🤖 AI Summary
This study addresses the lack of reliable automated evaluation methods for sign language AI systems by proposing the first multi-dimensional sign language expression assessment framework grounded in human skeletal pose. Methodologically, it integrates three complementary metrics—keypoint geometric distance, pose embedding similarity, and cross-modal back-translation quality—to establish an interpretable and reproducible evaluation pipeline. Through automated meta-evaluation and cross-lingual human correlation studies, the framework systematically characterizes the applicability boundaries of each metric across sign-to-text retrieval and text-to-pose generation tasks. Key contributions include: (1) uncovering systematic performance trade-offs among evaluation metrics; (2) releasing PoseEval—an open-source, modular pose evaluation toolkit; and (3) advancing standardization in sign language assessment, thereby significantly improving development and iterative refinement efficiency for sign language translation and generation systems.
📝 Abstract
We present a comprehensive study on meaningfully evaluating sign language utterances in the form of human skeletal poses.
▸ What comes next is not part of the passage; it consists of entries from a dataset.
PR #1184, opened 2016-01-03
Test entry in SQL logs

fishcakez:


josevalim:
I moved the log tests to repo.exs to avoid adding even more files. We can move it back to a separate file if we need more log specific tests. :)  :heart: :green_heart: :blue_heart: :yellow_heart: :purple_heart:

PR #1185, opened 2016-01-04
test for @schema_prefix for 2 tables

Tica2:
This test fails.


josevalim:
We are not going to do it cross schema because it is not guarantee to work. We are going to use it only for `from` and you are the one responsible for keeping it together.

Tica2:
This is idea to have schema. To work with tables from one or more schemes.
Not happy at all with this model.

I can't join `hr.persons` and `main.cities` 
I will wait for more users to ask for this.
Thanks.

The study covers keypoint distance-based, embedding-based, and back-translation-based metrics. We show tradeoffs between different metrics in different scenarios through automatic meta-evaluation of sign-level retrieval and a human correlation study of text-to-pose translation across different sign languages. Our findings and the open-source pose-evaluation toolkit provide a practical and reproducible way of developing and evaluating sign language translation or generation systems.